Praveen Fernandes | March 31, 2020

Why is this interesting? - The Owl Edition

On vision, vulnerability, and blind spots

Recommended Products

On Earth We're Briefly Gorgeous: A Novel
On Earth We're Briefly Gorgeous: A Novel

A first novel by a poet, structured as a letter from a Vietnamese-American son who is a writer to a mother who cannot read. The book is a meditation on the limitations of words and explores the distances immigrants travel, both physically and symbolically.

Praveen Fernandes (PF) is my brother-in-law and a previous WITI contributor (the very excellent Stamps Edition). His bio is far longer than I could list here, but briefly, he’s a lawyer, advocate, former Obama administration appointee, and art lover. - Noah (NRB)

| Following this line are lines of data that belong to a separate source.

PR #465, opened 2019-02-21
Update some instructions to reflect new LLVM instrinsics semantics

pranavk:


pranavk:
I think this can be improved a bit too. I will do that soon (tomorrow) : https://github.com/google/souper/blob/master/lib/Extractor/KLEEBuilder.cpp#L292-L313

pranavk:
and will try adding a test or two supporting above patches

lib/Parser/Parser.cpp
```diff
@@ -725,18 +725,8 @@ bool Parser::typeCheckInst(Inst::Kind IK, unsigned &Width,
 
   switch (IK) {
```
regehr: this should not be a switch anymore, but just an "if"

lib/Parser/Parser.cpp
```diff
@@ -725,18 +725,8 @@ bool Parser::typeCheckInst(Inst::Kind IK, unsigned &Width,
...
-    break;
-  case Inst::CtPop:
-  case Inst::Ctlz:
-  case Inst::Cttz:
-    if (Width !=8 && Width != 16 && Width != 32 &&
-        Width != 64 && Width != 256) {
-      ErrStr = std::string(Inst::getKindName(IK)) + " doesn't support " +
-        std::to_string(Width) + " bits";
+    if (Width % 16 != 0) {
+      ErrStr = "bswap doesn't support odd number of bytes";
```
regehr: a bit more informative would be "bswap argument must be a multiple of 16 bits"

also make sure it's >0 unless that's done elsewhere

pranavk: yup. > 0 check is already there just above this switch block

lib/Extractor/KLEEBuilder.cpp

Praveen here. In the winter of 2014, snowy owls, which normally inhabit the arctic tundra, were spotted in a number of major East Coast cities. The theory is that these owls were driven south because climate change had disrupted their usual food sources. One displaced owl in particular captivated our nation’s capital city, perching upon a ledge near The Washington Post headquarters. It was massive, majestic, and frequently Instagrammed. When it wasn’t being a social media darling, it presumably found plentiful urban rodents to keep itself fed.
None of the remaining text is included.